> _Items listed in a dataset_:
Segment Open
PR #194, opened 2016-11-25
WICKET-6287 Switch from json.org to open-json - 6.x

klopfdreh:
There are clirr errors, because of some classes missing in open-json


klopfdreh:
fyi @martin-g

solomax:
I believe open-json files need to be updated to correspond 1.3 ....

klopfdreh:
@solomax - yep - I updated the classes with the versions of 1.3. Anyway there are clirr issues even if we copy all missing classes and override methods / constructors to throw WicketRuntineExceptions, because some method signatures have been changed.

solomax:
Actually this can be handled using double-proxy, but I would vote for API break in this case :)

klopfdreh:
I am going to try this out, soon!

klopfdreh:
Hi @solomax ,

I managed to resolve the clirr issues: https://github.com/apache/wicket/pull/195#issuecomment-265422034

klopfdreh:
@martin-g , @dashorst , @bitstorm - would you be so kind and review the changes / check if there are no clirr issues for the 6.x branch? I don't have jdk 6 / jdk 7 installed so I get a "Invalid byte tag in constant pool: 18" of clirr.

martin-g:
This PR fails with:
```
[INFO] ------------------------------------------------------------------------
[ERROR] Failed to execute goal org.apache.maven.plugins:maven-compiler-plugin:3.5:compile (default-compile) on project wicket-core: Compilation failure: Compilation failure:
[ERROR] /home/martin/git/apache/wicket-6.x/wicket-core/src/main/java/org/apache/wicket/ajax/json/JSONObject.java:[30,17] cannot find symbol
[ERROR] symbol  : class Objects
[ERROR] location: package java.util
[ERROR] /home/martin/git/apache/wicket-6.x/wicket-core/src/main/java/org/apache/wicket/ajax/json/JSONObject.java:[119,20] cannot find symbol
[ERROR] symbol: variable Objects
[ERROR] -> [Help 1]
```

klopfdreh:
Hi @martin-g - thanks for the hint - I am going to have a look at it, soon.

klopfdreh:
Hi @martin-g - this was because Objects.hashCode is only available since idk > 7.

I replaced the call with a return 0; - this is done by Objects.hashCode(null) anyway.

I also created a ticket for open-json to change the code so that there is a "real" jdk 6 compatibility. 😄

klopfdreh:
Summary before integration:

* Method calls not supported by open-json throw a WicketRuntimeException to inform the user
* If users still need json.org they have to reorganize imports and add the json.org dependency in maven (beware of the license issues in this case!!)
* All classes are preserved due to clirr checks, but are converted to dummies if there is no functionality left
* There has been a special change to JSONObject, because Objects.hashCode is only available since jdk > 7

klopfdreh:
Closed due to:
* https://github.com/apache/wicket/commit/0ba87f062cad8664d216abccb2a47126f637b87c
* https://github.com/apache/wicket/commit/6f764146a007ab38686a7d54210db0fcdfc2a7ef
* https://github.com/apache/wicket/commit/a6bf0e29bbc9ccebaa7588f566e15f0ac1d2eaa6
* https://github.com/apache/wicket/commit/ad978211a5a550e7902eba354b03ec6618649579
Segment Closed
Segment Open
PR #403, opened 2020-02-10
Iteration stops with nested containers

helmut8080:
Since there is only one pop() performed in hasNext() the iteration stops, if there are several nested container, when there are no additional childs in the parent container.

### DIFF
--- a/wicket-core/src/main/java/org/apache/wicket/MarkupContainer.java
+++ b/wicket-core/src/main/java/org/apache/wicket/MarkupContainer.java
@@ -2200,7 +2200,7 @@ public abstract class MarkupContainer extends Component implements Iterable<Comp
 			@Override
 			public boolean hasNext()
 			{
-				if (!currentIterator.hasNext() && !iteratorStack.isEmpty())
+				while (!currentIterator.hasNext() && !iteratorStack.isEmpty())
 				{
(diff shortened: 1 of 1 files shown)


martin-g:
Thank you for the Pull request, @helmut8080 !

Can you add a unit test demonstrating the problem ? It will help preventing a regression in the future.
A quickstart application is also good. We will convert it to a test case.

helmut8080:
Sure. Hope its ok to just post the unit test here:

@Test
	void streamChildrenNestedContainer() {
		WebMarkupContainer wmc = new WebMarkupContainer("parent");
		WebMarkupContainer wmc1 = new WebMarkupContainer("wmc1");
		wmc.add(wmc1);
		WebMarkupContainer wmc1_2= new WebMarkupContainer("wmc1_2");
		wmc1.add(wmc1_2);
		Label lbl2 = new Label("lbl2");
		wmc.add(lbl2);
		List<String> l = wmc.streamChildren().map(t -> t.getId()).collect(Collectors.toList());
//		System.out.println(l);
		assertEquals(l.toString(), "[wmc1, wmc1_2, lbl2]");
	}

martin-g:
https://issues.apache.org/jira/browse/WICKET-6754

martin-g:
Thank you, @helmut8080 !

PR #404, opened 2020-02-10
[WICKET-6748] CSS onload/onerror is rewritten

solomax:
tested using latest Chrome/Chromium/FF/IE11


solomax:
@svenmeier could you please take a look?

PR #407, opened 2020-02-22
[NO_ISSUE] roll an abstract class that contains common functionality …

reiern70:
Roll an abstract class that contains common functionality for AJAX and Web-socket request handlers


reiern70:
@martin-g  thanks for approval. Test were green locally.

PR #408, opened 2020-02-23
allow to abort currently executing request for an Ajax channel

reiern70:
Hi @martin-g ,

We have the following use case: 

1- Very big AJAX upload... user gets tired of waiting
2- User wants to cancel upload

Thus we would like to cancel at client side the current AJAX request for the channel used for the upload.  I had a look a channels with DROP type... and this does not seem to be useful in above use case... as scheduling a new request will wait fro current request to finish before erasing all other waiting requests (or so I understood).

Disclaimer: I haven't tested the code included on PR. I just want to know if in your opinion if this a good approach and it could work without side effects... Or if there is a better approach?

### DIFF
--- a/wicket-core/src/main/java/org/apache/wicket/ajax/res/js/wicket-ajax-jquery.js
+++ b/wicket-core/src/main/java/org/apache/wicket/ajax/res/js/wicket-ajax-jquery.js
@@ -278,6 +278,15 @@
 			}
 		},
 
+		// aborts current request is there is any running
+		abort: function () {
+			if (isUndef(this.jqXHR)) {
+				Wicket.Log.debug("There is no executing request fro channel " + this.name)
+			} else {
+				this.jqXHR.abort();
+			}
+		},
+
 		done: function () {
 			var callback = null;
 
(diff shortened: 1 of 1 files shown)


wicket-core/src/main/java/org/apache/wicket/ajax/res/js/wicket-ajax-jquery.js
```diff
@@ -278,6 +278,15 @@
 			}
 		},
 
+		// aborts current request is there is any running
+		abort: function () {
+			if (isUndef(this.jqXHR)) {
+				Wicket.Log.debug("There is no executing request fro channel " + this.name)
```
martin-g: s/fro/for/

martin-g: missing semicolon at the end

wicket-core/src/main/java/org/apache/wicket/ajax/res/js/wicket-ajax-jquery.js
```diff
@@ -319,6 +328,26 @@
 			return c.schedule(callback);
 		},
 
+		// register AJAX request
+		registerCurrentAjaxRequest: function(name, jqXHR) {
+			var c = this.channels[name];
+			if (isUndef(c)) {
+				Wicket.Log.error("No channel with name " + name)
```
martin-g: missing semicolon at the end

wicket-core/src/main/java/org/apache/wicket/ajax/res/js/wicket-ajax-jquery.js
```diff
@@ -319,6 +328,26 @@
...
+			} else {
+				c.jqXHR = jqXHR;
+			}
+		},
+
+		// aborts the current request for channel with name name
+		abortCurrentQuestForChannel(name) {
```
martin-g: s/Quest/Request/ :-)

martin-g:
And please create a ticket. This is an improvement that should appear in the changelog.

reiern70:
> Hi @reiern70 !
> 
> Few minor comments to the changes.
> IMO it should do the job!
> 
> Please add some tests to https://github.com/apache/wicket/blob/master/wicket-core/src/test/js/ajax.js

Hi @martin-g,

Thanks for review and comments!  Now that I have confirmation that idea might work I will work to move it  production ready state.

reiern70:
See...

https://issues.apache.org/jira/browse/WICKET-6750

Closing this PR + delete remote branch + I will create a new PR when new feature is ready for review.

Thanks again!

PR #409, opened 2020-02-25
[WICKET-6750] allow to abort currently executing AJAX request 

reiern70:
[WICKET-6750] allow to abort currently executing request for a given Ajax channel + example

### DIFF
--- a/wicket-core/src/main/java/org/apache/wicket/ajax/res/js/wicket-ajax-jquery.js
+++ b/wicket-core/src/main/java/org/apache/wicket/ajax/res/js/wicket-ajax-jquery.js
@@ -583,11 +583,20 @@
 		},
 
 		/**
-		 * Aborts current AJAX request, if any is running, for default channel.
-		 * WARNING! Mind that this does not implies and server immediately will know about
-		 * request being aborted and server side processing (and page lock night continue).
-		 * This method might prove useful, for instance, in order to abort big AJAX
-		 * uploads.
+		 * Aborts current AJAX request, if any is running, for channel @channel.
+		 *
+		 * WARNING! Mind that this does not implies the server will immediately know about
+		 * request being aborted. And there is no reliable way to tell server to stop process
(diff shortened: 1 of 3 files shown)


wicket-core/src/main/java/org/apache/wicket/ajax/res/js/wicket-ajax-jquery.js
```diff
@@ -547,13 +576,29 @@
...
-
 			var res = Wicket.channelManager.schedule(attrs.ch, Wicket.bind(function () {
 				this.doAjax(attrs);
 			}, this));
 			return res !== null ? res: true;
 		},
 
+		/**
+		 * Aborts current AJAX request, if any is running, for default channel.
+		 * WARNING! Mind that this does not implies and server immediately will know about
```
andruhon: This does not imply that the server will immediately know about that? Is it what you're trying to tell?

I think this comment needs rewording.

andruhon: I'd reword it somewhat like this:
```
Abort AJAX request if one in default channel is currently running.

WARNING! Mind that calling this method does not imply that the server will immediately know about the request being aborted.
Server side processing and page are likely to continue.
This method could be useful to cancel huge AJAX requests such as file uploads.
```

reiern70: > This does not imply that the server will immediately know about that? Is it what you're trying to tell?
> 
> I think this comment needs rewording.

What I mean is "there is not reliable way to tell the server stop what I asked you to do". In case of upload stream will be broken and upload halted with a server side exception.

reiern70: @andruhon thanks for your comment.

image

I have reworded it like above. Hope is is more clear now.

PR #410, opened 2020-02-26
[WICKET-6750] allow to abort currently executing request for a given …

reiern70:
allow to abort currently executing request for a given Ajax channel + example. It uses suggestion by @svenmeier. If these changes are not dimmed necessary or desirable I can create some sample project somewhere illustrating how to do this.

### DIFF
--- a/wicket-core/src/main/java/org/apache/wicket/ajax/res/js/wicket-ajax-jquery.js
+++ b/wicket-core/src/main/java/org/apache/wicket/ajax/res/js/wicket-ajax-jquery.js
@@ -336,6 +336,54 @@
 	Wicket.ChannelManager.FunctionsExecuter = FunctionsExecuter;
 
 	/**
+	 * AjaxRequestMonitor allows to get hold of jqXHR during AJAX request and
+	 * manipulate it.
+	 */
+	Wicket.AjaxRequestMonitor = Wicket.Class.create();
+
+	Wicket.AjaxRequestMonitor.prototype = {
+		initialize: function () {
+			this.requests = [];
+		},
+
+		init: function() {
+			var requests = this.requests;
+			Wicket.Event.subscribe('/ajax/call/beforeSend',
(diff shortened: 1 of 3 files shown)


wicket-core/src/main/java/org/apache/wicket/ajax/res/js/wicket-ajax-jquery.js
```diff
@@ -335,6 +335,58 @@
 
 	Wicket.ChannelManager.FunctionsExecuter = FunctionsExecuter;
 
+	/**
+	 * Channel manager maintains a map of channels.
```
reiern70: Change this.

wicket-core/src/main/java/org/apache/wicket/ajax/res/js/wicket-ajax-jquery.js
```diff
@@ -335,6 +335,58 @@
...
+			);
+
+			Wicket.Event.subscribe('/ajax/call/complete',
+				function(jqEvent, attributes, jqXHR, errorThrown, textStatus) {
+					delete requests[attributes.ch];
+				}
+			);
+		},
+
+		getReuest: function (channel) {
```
Segment Closed
Segment Open
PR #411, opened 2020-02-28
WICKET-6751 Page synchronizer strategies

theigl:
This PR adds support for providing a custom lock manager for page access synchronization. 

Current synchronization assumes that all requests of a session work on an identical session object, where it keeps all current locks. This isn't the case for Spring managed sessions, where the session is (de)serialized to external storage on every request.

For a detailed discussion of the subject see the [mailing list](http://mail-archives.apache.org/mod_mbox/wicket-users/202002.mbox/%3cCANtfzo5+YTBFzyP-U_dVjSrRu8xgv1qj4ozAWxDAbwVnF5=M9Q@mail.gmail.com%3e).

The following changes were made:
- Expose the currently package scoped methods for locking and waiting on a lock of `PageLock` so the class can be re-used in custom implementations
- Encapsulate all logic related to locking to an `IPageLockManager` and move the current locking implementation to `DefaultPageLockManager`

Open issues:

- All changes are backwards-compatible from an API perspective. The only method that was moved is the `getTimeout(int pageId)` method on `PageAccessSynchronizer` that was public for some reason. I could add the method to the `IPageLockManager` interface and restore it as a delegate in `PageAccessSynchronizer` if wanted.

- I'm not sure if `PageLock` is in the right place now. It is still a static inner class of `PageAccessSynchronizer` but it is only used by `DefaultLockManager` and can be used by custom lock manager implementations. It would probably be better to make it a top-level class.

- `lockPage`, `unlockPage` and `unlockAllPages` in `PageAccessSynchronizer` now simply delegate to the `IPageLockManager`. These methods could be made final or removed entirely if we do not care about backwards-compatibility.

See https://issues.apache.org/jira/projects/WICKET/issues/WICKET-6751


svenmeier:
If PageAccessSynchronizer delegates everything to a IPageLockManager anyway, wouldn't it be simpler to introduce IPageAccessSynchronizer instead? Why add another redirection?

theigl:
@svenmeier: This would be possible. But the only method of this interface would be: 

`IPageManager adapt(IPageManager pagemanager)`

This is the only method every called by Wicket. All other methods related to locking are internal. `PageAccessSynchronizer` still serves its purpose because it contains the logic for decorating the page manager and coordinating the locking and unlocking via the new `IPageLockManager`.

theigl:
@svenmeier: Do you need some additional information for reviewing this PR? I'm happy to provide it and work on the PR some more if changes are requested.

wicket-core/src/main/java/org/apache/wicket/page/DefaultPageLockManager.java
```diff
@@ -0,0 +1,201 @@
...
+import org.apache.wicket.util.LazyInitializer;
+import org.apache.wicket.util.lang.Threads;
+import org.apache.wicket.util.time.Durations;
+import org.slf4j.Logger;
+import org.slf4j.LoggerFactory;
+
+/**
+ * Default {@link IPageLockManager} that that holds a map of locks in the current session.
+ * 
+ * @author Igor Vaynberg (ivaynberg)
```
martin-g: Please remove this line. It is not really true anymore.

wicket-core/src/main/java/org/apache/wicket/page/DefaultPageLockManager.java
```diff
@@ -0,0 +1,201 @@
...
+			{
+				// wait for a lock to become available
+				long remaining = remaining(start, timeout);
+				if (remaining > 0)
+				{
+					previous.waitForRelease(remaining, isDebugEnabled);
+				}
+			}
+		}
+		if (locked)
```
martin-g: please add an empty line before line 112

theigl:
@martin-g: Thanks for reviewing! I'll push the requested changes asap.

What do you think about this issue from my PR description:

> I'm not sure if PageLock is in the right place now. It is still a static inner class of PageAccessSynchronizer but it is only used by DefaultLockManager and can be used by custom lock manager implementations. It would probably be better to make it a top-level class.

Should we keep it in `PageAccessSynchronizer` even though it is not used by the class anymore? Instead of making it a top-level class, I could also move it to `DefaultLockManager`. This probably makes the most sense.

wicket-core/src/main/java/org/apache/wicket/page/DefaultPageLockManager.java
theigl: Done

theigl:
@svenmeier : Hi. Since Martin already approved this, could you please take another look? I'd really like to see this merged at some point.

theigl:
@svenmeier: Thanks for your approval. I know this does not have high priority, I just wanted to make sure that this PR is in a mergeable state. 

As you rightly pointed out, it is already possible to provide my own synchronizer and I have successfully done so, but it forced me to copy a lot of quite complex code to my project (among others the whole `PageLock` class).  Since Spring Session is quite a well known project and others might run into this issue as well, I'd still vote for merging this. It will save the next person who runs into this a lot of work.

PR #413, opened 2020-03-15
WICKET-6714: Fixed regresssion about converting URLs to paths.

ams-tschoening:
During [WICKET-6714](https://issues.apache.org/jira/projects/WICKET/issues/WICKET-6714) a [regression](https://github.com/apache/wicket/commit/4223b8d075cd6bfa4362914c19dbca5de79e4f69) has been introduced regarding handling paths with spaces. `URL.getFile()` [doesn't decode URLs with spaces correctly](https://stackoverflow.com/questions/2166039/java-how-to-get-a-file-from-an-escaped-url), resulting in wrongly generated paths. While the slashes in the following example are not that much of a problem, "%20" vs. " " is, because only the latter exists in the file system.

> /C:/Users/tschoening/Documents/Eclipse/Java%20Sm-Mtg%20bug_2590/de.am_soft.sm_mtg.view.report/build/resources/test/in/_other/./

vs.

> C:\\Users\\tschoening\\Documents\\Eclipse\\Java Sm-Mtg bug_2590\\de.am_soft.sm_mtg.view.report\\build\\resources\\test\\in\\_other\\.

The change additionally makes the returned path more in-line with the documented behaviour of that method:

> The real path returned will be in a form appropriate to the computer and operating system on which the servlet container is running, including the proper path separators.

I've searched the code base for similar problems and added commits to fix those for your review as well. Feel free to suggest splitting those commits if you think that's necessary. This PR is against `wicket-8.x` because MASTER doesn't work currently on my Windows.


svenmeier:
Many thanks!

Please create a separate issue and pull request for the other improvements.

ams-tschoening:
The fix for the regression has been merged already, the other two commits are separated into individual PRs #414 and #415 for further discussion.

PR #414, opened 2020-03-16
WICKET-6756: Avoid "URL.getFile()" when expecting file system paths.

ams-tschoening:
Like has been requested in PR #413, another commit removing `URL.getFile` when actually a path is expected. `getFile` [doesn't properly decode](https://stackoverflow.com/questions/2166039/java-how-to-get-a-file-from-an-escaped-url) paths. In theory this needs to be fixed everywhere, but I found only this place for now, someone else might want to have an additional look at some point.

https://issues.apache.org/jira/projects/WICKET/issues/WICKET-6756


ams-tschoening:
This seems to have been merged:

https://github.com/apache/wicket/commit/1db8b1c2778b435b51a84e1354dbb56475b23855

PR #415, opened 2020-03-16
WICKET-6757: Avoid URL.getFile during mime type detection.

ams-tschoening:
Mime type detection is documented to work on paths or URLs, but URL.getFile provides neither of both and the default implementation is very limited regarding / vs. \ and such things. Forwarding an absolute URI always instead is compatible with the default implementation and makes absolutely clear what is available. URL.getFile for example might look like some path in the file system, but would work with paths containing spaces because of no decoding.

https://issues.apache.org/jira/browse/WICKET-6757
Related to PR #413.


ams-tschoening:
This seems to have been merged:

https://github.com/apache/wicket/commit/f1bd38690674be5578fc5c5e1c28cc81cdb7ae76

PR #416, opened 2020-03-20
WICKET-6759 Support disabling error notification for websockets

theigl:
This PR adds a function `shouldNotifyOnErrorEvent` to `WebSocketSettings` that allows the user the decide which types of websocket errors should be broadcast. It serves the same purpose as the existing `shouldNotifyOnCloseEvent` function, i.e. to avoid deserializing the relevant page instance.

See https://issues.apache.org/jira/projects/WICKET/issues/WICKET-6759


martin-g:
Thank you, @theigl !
Segment Closed
> _What this task involves_: All lines in the records above that contain "interface" are to be reported.

> _Output below_:
- All changes are backwards-compatible from an API perspective. The only method that was moved is the `getTimeout(int pageId)` method on `PageAccessSynchronizer` that was public for some reason. I could add the method to the `IPageLockManager` interface and restore it as a delegate in `PageAccessSynchronizer` if wanted.
@svenmeier: This would be possible. But the only method of this interface would be: 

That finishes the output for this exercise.